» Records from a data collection
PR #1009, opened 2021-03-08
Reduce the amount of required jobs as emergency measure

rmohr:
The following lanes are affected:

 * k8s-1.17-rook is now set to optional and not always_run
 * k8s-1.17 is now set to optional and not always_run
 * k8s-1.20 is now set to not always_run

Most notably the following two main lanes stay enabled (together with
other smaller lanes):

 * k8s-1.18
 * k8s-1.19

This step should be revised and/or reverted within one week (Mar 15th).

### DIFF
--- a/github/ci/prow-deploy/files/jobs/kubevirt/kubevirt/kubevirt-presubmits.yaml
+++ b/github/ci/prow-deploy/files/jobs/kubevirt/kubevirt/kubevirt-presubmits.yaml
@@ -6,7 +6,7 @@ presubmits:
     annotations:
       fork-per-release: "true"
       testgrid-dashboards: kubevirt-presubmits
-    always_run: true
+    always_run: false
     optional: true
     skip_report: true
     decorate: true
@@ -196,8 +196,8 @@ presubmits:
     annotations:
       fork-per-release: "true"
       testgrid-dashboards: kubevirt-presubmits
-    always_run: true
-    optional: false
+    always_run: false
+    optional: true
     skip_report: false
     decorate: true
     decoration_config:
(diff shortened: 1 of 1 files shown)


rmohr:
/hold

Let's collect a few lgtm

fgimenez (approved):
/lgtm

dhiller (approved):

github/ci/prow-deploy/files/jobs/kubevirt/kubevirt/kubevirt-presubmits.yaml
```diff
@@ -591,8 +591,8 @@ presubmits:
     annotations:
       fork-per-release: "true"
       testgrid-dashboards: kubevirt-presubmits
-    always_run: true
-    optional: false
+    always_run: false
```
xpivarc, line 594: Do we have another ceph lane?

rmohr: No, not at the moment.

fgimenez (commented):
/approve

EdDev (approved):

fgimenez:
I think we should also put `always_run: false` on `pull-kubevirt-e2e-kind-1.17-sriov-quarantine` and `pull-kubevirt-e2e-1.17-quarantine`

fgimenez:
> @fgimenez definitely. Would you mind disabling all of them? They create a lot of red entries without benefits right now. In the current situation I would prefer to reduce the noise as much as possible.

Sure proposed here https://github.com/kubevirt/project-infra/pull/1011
...
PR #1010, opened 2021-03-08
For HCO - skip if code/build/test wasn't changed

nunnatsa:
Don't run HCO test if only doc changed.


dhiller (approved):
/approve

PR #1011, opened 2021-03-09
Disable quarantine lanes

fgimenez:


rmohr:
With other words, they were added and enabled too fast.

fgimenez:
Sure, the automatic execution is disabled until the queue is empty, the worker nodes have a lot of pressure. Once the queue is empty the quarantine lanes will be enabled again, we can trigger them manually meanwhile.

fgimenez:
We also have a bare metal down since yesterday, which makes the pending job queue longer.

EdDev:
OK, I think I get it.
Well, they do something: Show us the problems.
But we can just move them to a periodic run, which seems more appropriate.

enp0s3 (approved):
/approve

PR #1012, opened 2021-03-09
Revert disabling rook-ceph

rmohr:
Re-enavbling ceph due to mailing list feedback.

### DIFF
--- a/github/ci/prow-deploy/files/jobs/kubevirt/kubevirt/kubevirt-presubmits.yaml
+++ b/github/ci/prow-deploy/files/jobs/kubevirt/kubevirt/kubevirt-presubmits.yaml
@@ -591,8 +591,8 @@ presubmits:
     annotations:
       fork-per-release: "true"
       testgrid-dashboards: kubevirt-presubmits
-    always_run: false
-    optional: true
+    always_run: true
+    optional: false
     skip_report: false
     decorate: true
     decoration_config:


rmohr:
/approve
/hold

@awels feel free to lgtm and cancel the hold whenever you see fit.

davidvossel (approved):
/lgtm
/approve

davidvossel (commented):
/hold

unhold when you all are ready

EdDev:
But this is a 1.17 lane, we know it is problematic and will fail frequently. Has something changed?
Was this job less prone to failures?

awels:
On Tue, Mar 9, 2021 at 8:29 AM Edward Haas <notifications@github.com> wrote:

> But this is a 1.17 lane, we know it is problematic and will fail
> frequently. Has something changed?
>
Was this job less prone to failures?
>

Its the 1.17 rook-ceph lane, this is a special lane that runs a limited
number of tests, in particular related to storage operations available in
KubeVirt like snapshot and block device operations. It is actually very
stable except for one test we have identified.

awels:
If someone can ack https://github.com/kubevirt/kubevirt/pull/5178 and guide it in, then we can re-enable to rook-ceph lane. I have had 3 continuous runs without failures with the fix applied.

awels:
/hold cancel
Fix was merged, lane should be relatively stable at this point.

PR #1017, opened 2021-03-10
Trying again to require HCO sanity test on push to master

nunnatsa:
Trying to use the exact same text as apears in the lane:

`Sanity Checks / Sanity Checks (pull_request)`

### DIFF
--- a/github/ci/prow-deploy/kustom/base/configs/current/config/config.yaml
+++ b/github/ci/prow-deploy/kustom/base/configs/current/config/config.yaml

» TASK GOAL
Only the lines above from the one with "PR #1009, opened 2021-03-08" through the one with "k8s-1.17 is now" should be duplicated, character for character.

» WRITTEN SOLUTION
PR #1009, opened 2021-03-08
Reduce the amount of required jobs as emergency measure

rmohr:
The following lanes are affected:

 * k8s-1.17-rook is now set to optional and not always_run
 * k8s-1.17 is now set to optional and not always_run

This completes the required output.